The tiny home market is broken down into a few segments for insurance coverage purposes. First is a builder-built tiny home that’s mobile. Then there’s builder-built homes that are non-mobile. Lastly, are the DIY, or self-built tiny homes.

Burlingame’s managing general agency, through its tinyhome.insure website, offers an exclusive tiny home insurance program developed specifically for tiny homes. Premiums can range anywhere between $600 and $1,200 annually depending on the tiny home size and value, how it was built and where it is located.

“One problem is a lot these (tiny home) builders are building non-RVIA certified tiny homes,” said Burlingame. So, Burlingame’s firm created the program to treat the home as a dwelling. It includes a trip endorsement that allows the owner to relocate the home and it provides auto comprehensive and collision liability when the home is moved. The program is underwritten by United National Insurance Co., an American Reliable division.

Burlingame said the United National Insurance Co. program shies away from self-built tiny homes “from the ground up” but the underwriters will write shells that have been customized.

For tiny homes that do not fit into the United National program, Burlingame offers coverage through an inland marine company. With this program, he can write tiny homes that are self-built or non-self-built but can’t offer liability. “It’s written as an inland marine,” he said. He said the insured can always buy a general liability policy as well but the problem there is that general liability policies are area specific.

Burlingame said [some carriers] will write tiny homes, but those markets tend to classify them as travel trailers.

Tiny Home Future

Right now, Burlingame works with about six or seven independent agents who specialize in tiny homes nationwide but still gets the sporadic one off account.

After two years, Burlingame’s tiny home insurance program has racked up about $5,000 in claims but only brought in around $400,000 to $500,000 in premium. “It’s not grown as fast as we want or as fast as the carrier wants it to,” he admits.

But he’s not deterred yet.

How the industry evolves over the next few years will be interesting to watch, he said. The evolution reminds him of another emerging market and product evolution: the legal marijuana industry.

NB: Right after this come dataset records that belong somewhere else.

Issue #1259, opened 2017-06-12
Stop logging any PII


mattmazzola:
Currently the JwtBearerMiddleware logs success or failure of authorization and token validation as seen in the below locations:

"Authorization was successful for user: {UserName}."
https://github.com/aspnet/Security/blob/22d2fe99c6fd9806b36025399a217a3a8b4e50f4/src/Microsoft.AspNetCore.Authorization/LoggingExtensions.cs#L18
Call to: _logger.UserAuthorizationSucceeded(GetUserNameForLogging(user));
https://github.com/aspnet/Security/blob/e940cdb36bc7617af3d762ff9cc853a8fef55b0a/src/Microsoft.AspNetCore.Authorization/DefaultAuthorizationService.cs#L101
 
"Failed to validate the token {Token}."
https://github.com/aspnet/Security/blob/22d2fe99c6fd9806b36025399a217a3a8b4e50f4/src/Microsoft.AspNetCore.Authentication.JwtBearer/LoggingExtensions.cs#L19
Call to: Logger.TokenValidationFailed(token, ex);
https://github.com/aspnet/Security/blob/e940cdb36bc7617af3d762ff9cc853a8fef55b0a/src/Microsoft.AspNetCore.Authentication.JwtBearer/JwtBearerHandler.cs#L122

For our particular usage of this middleware we don't want to be liable for this PII data in our logs.

In other libraries such as ADAL (Active Directory Authentication Library) which also deal with tokens they hash the token and username so that they are still unique within the logs to allow metrics of particular user without identifying them or exposing token.

See example of hashing:
`string accessTokenHash = PlatformPlugin.CryptographyHelper.CreateSha256Hash(result.AccessToken);`
https://github.com/AzureAD/azure-activedirectory-library-for-dotnet/blob/8f6d560fbede2247ec0e217a21f6929d4375dcaa/src/ADAL.PCL/Flows/AcquireTokenHandlerBase.cs#L351

In the future versions perhaps this PII is hashed by default to match behavior of other microsoft libraries, but for backwards compatibility perhaps add new flag to the `JwtBearerOptions` class that's used to configure the middleware's logging such as:

```
var options = new JwtBearerOptions
{
  ...
  HashPersonallyIdentifiableInformation = true
};
```
And the logging would then be:

"Authorization was successful for user: e3b0c44298fc1c149afbf4c8996fb92427ae41e4649b934ca495991b7852b855."
Instead of:
[...]

PR #1478, opened 2017-10-10
Remove username from AuthZ logging

HaoK:
Fixes https://github.com/aspnet/Security/issues/1259

@Tratcher

### DIFF
--- a/src/Microsoft.AspNetCore.Authentication.JwtBearer/JwtBearerHandler.cs
+++ b/src/Microsoft.AspNetCore.Authentication.JwtBearer/JwtBearerHandler.cs
@@ -110,7 +110,7 @@ namespace Microsoft.AspNetCore.Authentication.JwtBearer
                         }
                         catch (Exception ex)
                         {
-                            Logger.TokenValidationFailed(token, ex);
+                            Logger.TokenValidationFailed(ex);
 
                             // Refresh the configuration for exceptions that may be caused by key rollovers. The user can also request a refresh in the event.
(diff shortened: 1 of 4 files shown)


Tratcher:
It's a start, but @blowdart had a laundry list of things we should remove beyond this item.

HaoK:
Also removed token logging, @blowdart what else did you want us to stop logging?

PinpointTownes:
If you had to debug real world apps having authentication issues every day, you'd never dare remove that... :trollface:

blowdart:
I know, but GPDR says no personal identifying information without protecting it, and we cannot know how logs are protected.

However I will email the lawyers just to check.

blowdart:
I can see the other side "Microsoft software helped my company get fined 10% of our global income". I'm going to leave this up to legal :D

HaoK:
@blowdart what's the call here?

blowdart:
Still waiting. In theory, "if we do not retain the data it is our customers responsibility to service DSR requests."

Now we'd have to then add something into logging to allow us to search in the templates. Which is a challenge.

leastprivilege:
Move it to trace logging - that can by definition (aka according to your docs) contain "sensitive" data.

PinpointTownes:
@leastprivilege you're a little late to the party... this was discussed in the main thread :sweat_smile: 

https://github.com/aspnet/Security/issues/1259#issuecomment-335627995

Tadimsky:
Any updates on this PR?

HaoK:
ba1eb281d135400436c52c17edc71307bc038ec0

“Being in Colorado, we dealt with marijuana coming in. It was a completely new product that nobody understood what to do with it,” he said. “The tiny home market is like that but the difference is a marijuana policy is $70,000 for a grow operation, while a tiny home policy is $650. That’s the problem.”

Even so he says it’s amazing to watch a completely new insurance product evolve with a much different and, in Burlingame’s view, a better risk clientele.